Autorin: Denn aus Deutschland stammen viele Komponisten klassischer Musik, der Musik für die Yasir Khalaila schwärmt. Außerdem er hatte auch gehört, dass man in diesem Land ganz gut studieren kann. Also ging er nach Heidelberg, um Genetik zu studieren. Doch das Fach entsprach ganz und gar nicht Khalailas Vorstellungen.
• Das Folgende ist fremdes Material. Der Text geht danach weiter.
PR #294, opened 2018-01-24
electron-261: add gpu switches

VishwasShashidhar:
## Description
For windows environments to ensure screen-sharing doesn't break with multiple monitors, we add flags to disable gpu
 [JIRA-ticket](https://perzoinc.atlassian.net/browse/ELECTRON-261)

## Approach
With electron, we can set chrome flags which should help us with the issue.

## Learning
https://windowsreport.com/chrome-black-screen-problem-windows-10/

### DIFF
--- a/config/Symphony.config
+++ b/config/Symphony.config
@@ -17,8 +17,6 @@
     "customFlags": {
         "authServerWhitelist": "",
         "authNegotiateDelegateWhitelist": "",
-        "disableGpu": false,
-        "disableGpuCompositing": false,
-        "disableD3d11": false
+        "disableGpu": false
     }
 }
--- a/config/Symphony.config
+++ b/config/Symphony.config
@@ -16,6 +16,9 @@
     },
     "customFlags": {
         "authServerWhitelist": "",
-        "authNegotiateDelegateWhitelist": ""
+        "authNegotiateDelegateWhitelist": "",
+        "disableGpu": false,
+        "disableGpuCompositing": false,
+        "disableD3d11": false
     }
 }
--- a/js/main.js
+++ b/js/main.js
@@ -13,7 +13,7 @@ const urlParser = require('url');
 // Local Dependencies
 const {getConfigField, updateUserConfigWin, updateUserConfigMac, readConfigFileSync} = require('./config.js');
 const {setCheckboxValues} = require('./menus/menuTemplate.js');
-const { isMac, isDevEnv } = require('./utils/misc.js');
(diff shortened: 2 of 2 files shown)


VishwasShashidhar:

CC: @lneir

VishwasShashidhar:
[electron-261 test run.pdf](https://github.com/symphonyoss/SymphonyElectron/files/1659948/electron-261.test.run.pdf)

Adding unit tests results.

js/main.js
```diff
@@ -22,6 +22,15 @@ const { deleteIndexFolder } = require('./search/search.js');
 
 require('electron-dl')();
 
+// ELECTRON-261: On Windows, due to gpu issues, we need to disable gpu
+// to ensure screen sharing works effectively with multiple monitors
+// https://github.com/electron/electron/issues/4380
+if (isWindowsOS) {
+    app.commandLine.appendSwitch("disable-gpu", true);
```
lneir: so we are doing this always???  isn't the problem only related to screensharing?  is there a way to only disable when sharing a screen?  what is the perf impact to user that have gpu - will the electron wrapper perform more poorly. 

also does this happen in all versions of os - or just win10 - why not then just do for win10?

maybe another option is selectively allow users to disable?  maybe a user feature or an install option???

VishwasShashidhar: 1. This cannot be specifically turned on or off for a screen sharing session because the flags only get enabled before the "on-ready" event from the main process.

2. I'll profile the app and get back with the performance metrics.

3. Makes sense to limit this to Windows 10. Will make necessary changes.

4. Great idea to have this selectively enabled by the administrators from the config file. Will check with product to take their input.

Thanks for the feedback.

VikasShashidhar:
@lneir Can you please review this again and confirm if we are good to merge? Thanks.

config/Symphony.config
```diff
@@ -16,6 +16,9 @@
     },
     "customFlags": {
         "authServerWhitelist": "",
-        "authNegotiateDelegateWhitelist": ""
+        "authNegotiateDelegateWhitelist": "",
+        "disableGpu": false,
```
lneir: do we need such granular configuration?  
that is, are there cases where we just need to disable one but not others?

VishwasShashidhar: agreed. makes sense just to have one attribute. will push the change.

VikasShashidhar:
@lneir Are we good to go with this?

VishwasShashidhar:
Closing this to open a PR with the current branch i.e. ELECTRON-271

Schließlich wollte er doch was gestalten. Dann eben Landschaftsarchitektur. Also ab nach Hannover. Und dort hat der palästinensische Israeli nicht nur das Gestalten von Landschaften gelernt, er hat auch seiner Idee – Konzerte zu geben, einer Idee, die ihm seit vielen Jahren im Kopf herumspukte, Gestalt verliehen.
Yasir: Schon als ich in Hannover angefangen habe zu studieren, habe ich angefangen, in der geräumigen WG-Küche Klassikkonzerte zu veranstalten. War ein Gastgeber für Musiker. Habe viele Leute eingeladen, die den Spaß Musik mit uns allen teilen könnten und das Ganze habe ich kulinarisch umrahmt und dazu gab es noch eine schönen Rotwein dazu und da war einfach immer hübsche Atmosphäre.
Autorin: Natürlich hat Khalaila auch fleißig studiert und bald hielt er sein Diplom in der Hand. Doch der Beruf des Landschaftsarchitekten hat genau so wenig gepasst wie sein Aussehen zu einem Araber, sagt der 39 Jährige mit dem halblangen Haar, das ihm über die schmalen Schultern reicht.
Yasir: Ein Araber mit roten, blonden Locken und das soll ein Palästinenser sein und dieser Akzent ist ja eher französisch und wie passt das alles zusammen? Wenn ich mal wieder gefragt werde so mit dem Aussehen, da gebe ich die Antwort: Ein englisches Horn hat weder mit England noch mit einem Horn was zu tun.
Autorin: Schlagfertig kontert der Rotschopf bei Klischee-Vorstellungen. Dass die Leute ihn überall, wo er auftaucht für einen Iren halten oder wegen seines Akzentes für einen Normannen, findet er lustig – und er kokettiert damit.
Yasir: Es sind ja die Wurzel da dafür, denn wir wissen ja die Kreuzritter die waren in Israel und die haben da nicht nur gekämpft. Die haben da auch ihre Freizeit verbracht. Und ich denke mal, vielleicht bin ich eine der Spuren aus der Zeit.
Autorin: Und ungewöhnlich ist auch Yasir Khalaila weitere Karriere. Im „Kanapee“ hat er als Koch angefangen. Jetzt hat er das Lokal übernommen und kann hier Konzerte veranstalten. Damit ist ein Traum in Erfüllung gegangen. Yasir Khalaila ist der Chef einer Konzert- und Kleinkunstbühne. Das ist seine neue Heimat geworden, gesteht Yasir mit seinem gewinnenden Lachen. Und schon schmiedet er neue Pläne:
Yasir: Ich muss einfach einige Veränderungen vornehmen. Es wird auf jeden Fall möglich mit Gestaltungselementen, mit dem Ambiente, mit dem Musikprogramm oder auch kulinarisch – auch da kann man neue Akzente setzen. Ich bin diesbezüglich auch experimentierfreudig und offen für alle Küchen. Die Umgestaltung, die passiert, egal wo, die werde ich mit Sicherheit mit dem Motto „Traditionell“ modernisieren.
Dass Stammgäste sich weiter wohl fühlen und dass man eben junge Leute noch dazu gewinnt. Ich wünschte mir, dass eben diese einzigartige Institution „Kanapee“ weiterlebt und ich wünschten mir, dass ich mit meinem alten Stammpublikum, dass ich jetzt seit Jahren kenne und natürlich mit meinem jungen Publikum, was ich dazu gewinnen möchte, viele zahlreiche Konzerte genießen können und erleben dürfen.